ACTIVITY:
Every line below between the line holding "- [ ] Acceptance criteria have" and the line holding "- [ ] Interactors", inclusive, should be repeated exactly, and all other lines omitted.

DATASET EXTRACT:
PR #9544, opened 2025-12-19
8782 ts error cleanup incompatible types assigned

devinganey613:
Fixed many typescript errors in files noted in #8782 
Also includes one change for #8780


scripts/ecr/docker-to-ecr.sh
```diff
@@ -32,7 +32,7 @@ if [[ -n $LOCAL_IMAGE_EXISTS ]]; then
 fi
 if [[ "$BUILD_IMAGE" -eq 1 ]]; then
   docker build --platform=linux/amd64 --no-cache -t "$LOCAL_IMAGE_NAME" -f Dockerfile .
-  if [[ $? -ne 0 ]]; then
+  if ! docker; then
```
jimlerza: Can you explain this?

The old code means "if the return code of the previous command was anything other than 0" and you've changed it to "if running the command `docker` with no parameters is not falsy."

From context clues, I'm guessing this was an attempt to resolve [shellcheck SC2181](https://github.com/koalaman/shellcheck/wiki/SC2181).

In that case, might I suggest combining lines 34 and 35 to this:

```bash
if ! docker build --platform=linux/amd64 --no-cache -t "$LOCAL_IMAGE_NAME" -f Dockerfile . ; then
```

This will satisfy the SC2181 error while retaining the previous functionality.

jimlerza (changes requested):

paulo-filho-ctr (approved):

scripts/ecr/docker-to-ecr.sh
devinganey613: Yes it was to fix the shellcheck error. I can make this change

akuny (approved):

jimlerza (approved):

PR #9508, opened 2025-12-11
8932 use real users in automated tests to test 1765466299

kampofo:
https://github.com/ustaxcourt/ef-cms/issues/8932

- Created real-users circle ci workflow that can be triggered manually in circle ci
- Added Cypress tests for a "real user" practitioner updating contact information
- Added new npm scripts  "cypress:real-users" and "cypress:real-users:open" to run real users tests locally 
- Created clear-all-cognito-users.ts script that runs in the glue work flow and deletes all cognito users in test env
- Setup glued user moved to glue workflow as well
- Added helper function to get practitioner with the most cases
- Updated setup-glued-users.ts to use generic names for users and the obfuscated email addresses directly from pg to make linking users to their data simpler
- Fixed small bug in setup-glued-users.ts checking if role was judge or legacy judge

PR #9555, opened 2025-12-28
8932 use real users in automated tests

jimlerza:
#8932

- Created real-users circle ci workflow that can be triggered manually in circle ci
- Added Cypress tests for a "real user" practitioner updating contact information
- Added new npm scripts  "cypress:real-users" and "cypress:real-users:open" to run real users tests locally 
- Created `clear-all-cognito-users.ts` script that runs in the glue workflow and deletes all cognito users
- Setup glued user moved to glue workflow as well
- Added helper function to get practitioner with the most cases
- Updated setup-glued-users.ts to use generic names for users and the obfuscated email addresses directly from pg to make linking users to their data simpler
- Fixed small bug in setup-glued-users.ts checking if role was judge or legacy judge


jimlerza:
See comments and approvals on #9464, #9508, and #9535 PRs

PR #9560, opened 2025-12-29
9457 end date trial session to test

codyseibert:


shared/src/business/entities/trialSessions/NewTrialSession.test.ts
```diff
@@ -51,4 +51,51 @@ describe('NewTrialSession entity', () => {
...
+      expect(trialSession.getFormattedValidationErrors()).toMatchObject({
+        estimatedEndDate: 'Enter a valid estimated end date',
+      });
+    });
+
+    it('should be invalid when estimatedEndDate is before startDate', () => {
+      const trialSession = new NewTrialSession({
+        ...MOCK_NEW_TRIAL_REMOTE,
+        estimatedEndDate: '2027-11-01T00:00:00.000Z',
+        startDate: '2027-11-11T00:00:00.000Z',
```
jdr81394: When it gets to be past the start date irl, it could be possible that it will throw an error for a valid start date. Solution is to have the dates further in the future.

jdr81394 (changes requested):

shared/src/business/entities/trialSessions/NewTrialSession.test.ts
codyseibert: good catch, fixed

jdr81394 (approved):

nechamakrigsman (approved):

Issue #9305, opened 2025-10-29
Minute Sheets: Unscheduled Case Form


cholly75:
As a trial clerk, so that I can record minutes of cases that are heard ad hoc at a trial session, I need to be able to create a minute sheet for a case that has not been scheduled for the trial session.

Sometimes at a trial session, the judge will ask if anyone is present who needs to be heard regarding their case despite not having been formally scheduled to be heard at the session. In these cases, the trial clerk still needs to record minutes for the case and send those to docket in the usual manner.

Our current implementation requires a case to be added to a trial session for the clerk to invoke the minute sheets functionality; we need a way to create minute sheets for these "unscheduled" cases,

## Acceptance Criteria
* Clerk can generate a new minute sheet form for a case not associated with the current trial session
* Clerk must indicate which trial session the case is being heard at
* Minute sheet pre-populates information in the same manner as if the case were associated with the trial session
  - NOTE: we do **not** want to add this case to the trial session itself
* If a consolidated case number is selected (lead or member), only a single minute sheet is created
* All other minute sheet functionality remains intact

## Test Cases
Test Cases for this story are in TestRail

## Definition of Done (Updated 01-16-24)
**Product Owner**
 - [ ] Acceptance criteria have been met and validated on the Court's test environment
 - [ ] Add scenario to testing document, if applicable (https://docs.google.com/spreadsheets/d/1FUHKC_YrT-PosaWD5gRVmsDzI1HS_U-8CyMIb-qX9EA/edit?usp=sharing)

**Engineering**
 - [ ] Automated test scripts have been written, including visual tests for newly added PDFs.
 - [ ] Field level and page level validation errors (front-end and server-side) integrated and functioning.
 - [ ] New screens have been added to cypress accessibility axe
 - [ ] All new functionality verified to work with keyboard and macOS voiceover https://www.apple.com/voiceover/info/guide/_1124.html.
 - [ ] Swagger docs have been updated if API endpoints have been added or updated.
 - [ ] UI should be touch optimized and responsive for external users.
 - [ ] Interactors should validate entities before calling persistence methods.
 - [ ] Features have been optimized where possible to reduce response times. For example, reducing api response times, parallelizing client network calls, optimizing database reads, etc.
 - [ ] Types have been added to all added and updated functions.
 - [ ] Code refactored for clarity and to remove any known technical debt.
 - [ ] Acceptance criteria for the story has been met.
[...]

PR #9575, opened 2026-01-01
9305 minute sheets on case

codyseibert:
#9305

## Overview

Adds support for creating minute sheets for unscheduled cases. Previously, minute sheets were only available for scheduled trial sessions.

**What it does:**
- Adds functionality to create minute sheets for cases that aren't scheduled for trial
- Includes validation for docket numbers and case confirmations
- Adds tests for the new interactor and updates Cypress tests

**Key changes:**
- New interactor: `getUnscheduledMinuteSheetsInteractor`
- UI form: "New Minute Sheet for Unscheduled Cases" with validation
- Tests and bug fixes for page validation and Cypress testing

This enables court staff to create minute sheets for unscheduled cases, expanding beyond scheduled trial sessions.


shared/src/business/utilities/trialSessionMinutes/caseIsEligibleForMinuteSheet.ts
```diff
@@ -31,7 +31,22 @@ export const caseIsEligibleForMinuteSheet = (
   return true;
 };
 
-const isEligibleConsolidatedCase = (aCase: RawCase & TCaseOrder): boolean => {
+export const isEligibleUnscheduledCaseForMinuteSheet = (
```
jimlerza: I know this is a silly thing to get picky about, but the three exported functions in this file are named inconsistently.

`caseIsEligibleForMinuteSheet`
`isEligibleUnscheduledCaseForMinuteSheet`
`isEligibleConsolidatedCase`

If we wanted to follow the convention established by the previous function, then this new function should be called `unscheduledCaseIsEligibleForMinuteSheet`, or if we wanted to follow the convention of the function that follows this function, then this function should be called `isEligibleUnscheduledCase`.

SOLUTION TO THE EXERCISE:
 - [ ] Acceptance criteria have been met and validated on the Court's test environment
 - [ ] Add scenario to testing document, if applicable (https://docs.google.com/spreadsheets/d/1FUHKC_YrT-PosaWD5gRVmsDzI1HS_U-8CyMIb-qX9EA/edit?usp=sharing)

**Engineering**
 - [ ] Automated test scripts have been written, including visual tests for newly added PDFs.
 - [ ] Field level and page level validation errors (front-end and server-side) integrated and functioning.
 - [ ] New screens have been added to cypress accessibility axe
 - [ ] All new functionality verified to work with keyboard and macOS voiceover https://www.apple.com/voiceover/info/guide/_1124.html.
 - [ ] Swagger docs have been updated if API endpoints have been added or updated.
 - [ ] UI should be touch optimized and responsive for external users.
 - [ ] Interactors should validate entities before calling persistence methods.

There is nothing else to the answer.